======== Dataset records
PR #69, opened 2022-07-25
[Improvement] Support replace the dummy host and port with the real s…

smallzhongfeng:

We can replace the dummy host and port with the real shuffle server which we prefer to read by parameter.

If you want to add your own shuffle server address, you can modify it with two parameters "spark.rss.writer.blockManager.host" and "spark.rss.writer.blockManager.port" .

No.

Just use the original test.


jerqi:
Why do we need this patch?  The data of map status will be stored on different shuffle servers. We can't get real shuffle server from the configuration.

smallzhongfeng:
I'm sorry, I misunderstand the meaning of this todo..  I will close it.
================
What is needed is an exact copy of the lines from the one holding "We can replace" through the final line of the material.

We can replace the dummy host and port with the real shuffle server which we prefer to read by parameter.

If you want to add your own shuffle server address, you can modify it with two parameters "spark.rss.writer.blockManager.host" and "spark.rss.writer.blockManager.port" .

No.

Just use the original test.


jerqi:
Why do we need this patch?  The data of map status will be stored on different shuffle servers. We can't get real shuffle server from the configuration.

smallzhongfeng:
I'm sorry, I misunderstand the meaning of this todo..  I will close it.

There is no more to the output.